The Apple from the Eye of the Worm (2000)

Nina Könnemann

View of Nina Könnemann, The Apple in the Eye of the Worm, 2000, color video (on monitor). Apple Car Service, Hull, UK. View of Nina Könnemann, The Apple in the Eye of the Worm, 2000, color video (on monitor). Apple Car Service, Hull, UK Ⓒwww.artforum.com

The Apple from the Eye of the Worm, 2000, Könnemann’s only public art installation, consisted of a video animation playing on a loop in the waiting room of the Apple Car Service in Hull, UK, a town known for its parties and funfairs. In Könnemann’s documentation of the intervention, which she calls “a video for drunk people,” the animation fits seamlessly into the absurdity of the waiting-room antics. A motley crew of drunk, stoned, or otherwise out-of-it kids are gathered in a red storefront on a bustling street, waiting to be taken home to bed. They smoke, eat pizza, and erupt in inebriated argument.
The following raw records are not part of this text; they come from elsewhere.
PR #140, opened 2022-07-08
Add HF ImageNet dataset authentication to README

RdoubleA:
## Summary

Running FLAVA pre-training in examples led to authentication failure when trying to download the ImageNet dataset. For a short term solution, we've added details to the README describing how users can generate their own HuggingFace access tokens for successful authentication.

## Test plan

Ran the train script from the README: `python -m flava.train config=flava/configs/pretraining/debug.yaml` to ensure datasets were downloaded successfully and script runs.

### DIFF
--- a/examples/flava/README.md
+++ b/examples/flava/README.md
@@ -27,7 +27,7 @@ pip install -r flava/requirements.txt
 
 ### Access ImageNet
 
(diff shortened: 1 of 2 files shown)


ankitade (approved):
thanks. land after doing the sanity check and updating test plan

ankitade (approved):

PR #141, opened 2022-07-09
[MDETR] Matcher class

ebsmothers:
Summary: Added the Hungarian matcher class used in MDETR to perform
the bipartite matching between prediction and target bounding boxes.

Test plan: added a unit test

```
python -m pytest examples/mdetr/test/test_matcher.py
...
============= 2 passed in 5.75s ===============
```


examples/mdetr/matcher.py
```diff
@@ -0,0 +1,131 @@
...
+        # We flatten to compute the cost matrices in a batch
+        out_prob = F.softmax(
+            pred_logits.flatten(0, 1), dim=-1
+        )  # [batch_size * num_queries, num_classes]
+        out_bbox = pred_boxes.flatten(0, 1)  # [batch_size * num_queries, 4]
+        assert target_boxes.size(0) == positive_map.size(
+            0
+        ), "Total of target boxes should match first dim of positive map"
+
+        # Compute the soft-cross entropy between the predicted token alignment and the GT one for each box
```
langong347, line 84: `GT` refers to ? Use the full name here unless it was denoted somewhere else or convention?

examples/mdetr/matcher.py
```diff
@@ -0,0 +1,131 @@
...
+class HungarianMatcher(nn.Module):
+    """This class computes an assignment between the targets and the predictions of the network.
+
+    For efficiency reasons, the targets don't include the no_object. Because of this,
+    in general, there are more predictions than targets. In this case, we do a 1-to-1
+    matching of the best predictions, while the others are un-matched (and thus treated
+    as non-objects). This implementation is based on the MDETR repo:
+    https://github.com/ashkamath/mdetr/blob/main/models/matcher.py#L13
+
+    Params: cost_class (float): Relative weight of the classification error in the
```
langong347, line 25: `Params` --> `Attributes`
`Inputs` --> `Args`
Start a new line after those keywords too.

Add `Raises`.

https://google.github.io/styleguide/pyguide.html#384-classes

examples/mdetr/test/test_matcher.py
```diff
@@ -0,0 +1,127 @@
...
+import random
+
+import pytest
+import torch
+from examples.mdetr.matcher import HungarianMatcher
+from test.test_utils import assert_expected, set_rng_seed
+from torchvision.ops.boxes import box_convert
+
+
+@pytest.fixture(scope="class", autouse=True)
```
langong347, line 16: I suppose here you want to refresh the seed only at class level?
This means the order of the methods making use of random within a class matters. 
The latter can cause some surprise later on, e.g., when someone wants to add a new method with randomness into the same class.

examples/mdetr/matcher.py
```diff
@@ -0,0 +1,131 @@
...
+from typing import List, Tuple
+
+import torch
+import torch.nn.functional as F
+from scipy.optimize import linear_sum_assignment
+from torch import nn, Tensor
+from torchvision.ops.boxes import box_convert, generalized_box_iou
+
+
+class HungarianMatcher(nn.Module):
```
langong347, line 16: Why putting this in examples not in `torchmultimodal/modules/loss/`?

examples/mdetr/matcher.py
ebsmothers: Oh it means ground truth, but agree that the shortening here is unnecessary

examples/mdetr/matcher.py
ebsmothers: It is pretty specific to MDETR in that it is performing a bipartite matching between predicted bounding boxes and ground truth bounding boxes. So it is not really a loss per se, even though it is used as part of the final loss calculation. Also, we already have to put one of the MDETR losses in examples (see #138), so we do not lose anything by having this under examples.

examples/mdetr/matcher.py
```diff
@@ -0,0 +1,131 @@
...
+        return [
+            (
+                torch.as_tensor(i, dtype=torch.int64),
+                torch.as_tensor(j, dtype=torch.int64),
+            )
+            for i, j in indices
+        ]
+
+
+def build_matcher(args):
```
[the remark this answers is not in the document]
ebsmothers: On second thought I will just remove this altogether for now, it is not adding much value as we can equivalently instantiate the class directly

examples/mdetr/matcher.py
```diff
@@ -0,0 +1,131 @@
...
+            target_boxes_per_sample (List[Tensor]): A list of target bounding boxes.
+                Length = batch_size.
+                Each element is a tensor of size (n_boxes_for_sample, 4).
+            positive_map (Tensor): positive_map[i,j] = 1 when box i maps to class j.
+                Size: (total_boxes, num_classes) where total_boxes is the sum of
+                n_boxes_for_sample over every sample in the batch.
+
+    Returns:
+            A list of size batch_size, containing tuples of (index_i, index_j) where:
+                - index_i is the indices of the selected predictions (in order)
```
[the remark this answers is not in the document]
ebsmothers: Leaving out the math formatting for the len(index_i) = len(index_j) ... equation because ultimately I will just wind up wrapping almost everything in \text anyways 😅

langong347 (approved):
LGTM. Q: should we add a CI workflow to run tests under `examples` that only gets triggered during PR time + when there're changes made to `examples`? We can discuss during standup / weekly meeting.

PR #146, opened 2022-07-13
[MDETR] Add VQA loss module

ebsmothers:
Summary: This commit adds a module for MDETR's VQA loss.
We combine the cross-entropy loss with the linear layers which
were in the main MDETR model class in the original repo. The VQA
loss has two components: loss for predicting the answer type, and
filtered losses within each answer type. We use masking to avoid
extra computations, and return a dictionary of all the different losses.

Test plan: Added unit test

Two giggling young women in party dresses let their attention drift to an upper corner of the room, where Könnemann’s spazzy animation plays on a wall-mounted monitor, rolling, slot machine–like, through images and logos. The content of the animation seems arbitrary, until one notices that the emblems, gum wrappers, cartoons, candy bars, and toys, their gaudy packaging covered in English, French, or German exclamations, all feature apples. All night long the apple video scrolls down the screen, omnipresent yet mostly unnoticed. As useless and indeterminate as Könnemann’s gesture may be, it is its own kind of sabotage, inserting into the existing system an element that impedes or alters its function.